# WHAT THIS TASK INVOLVES
Reproduce the records exactly through the line with "from dateutil.relativedelta import".

Items from a dataset:

--------------------------------------------------

PR #339, opened 2023-02-22
[15.0][IMP] stock_production_lot_warranty: re-usable _get_warranty_exp_date

florentx:
Need a re-usable method for extensibility

### DIFF
--- a/stock_production_lot_warranty/models/stock_production_lot.py
+++ b/stock_production_lot_warranty/models/stock_production_lot.py
@@ -2,12 +2,11 @@
 # Copyright (C) 2021 Serpent Consulting Services
 # License AGPL-3.0 or later (http://www.gnu.org/licenses/agpl).
 
-from datetime import datetime, timedelta
-
 from dateutil.relativedelta import relativedelta
 
 from odoo import api, fields, models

--------------------------------------------------

# FINAL ANSWER
PR #339, opened 2023-02-22
[15.0][IMP] stock_production_lot_warranty: re-usable _get_warranty_exp_date

florentx:
Need a re-usable method for extensibility

### DIFF
--- a/stock_production_lot_warranty/models/stock_production_lot.py
+++ b/stock_production_lot_warranty/models/stock_production_lot.py
@@ -2,12 +2,11 @@
 # Copyright (C) 2021 Serpent Consulting Services
 # License AGPL-3.0 or later (http://www.gnu.org/licenses/agpl).
 
-from datetime import datetime, timedelta
-
 from dateutil.relativedelta import relativedelta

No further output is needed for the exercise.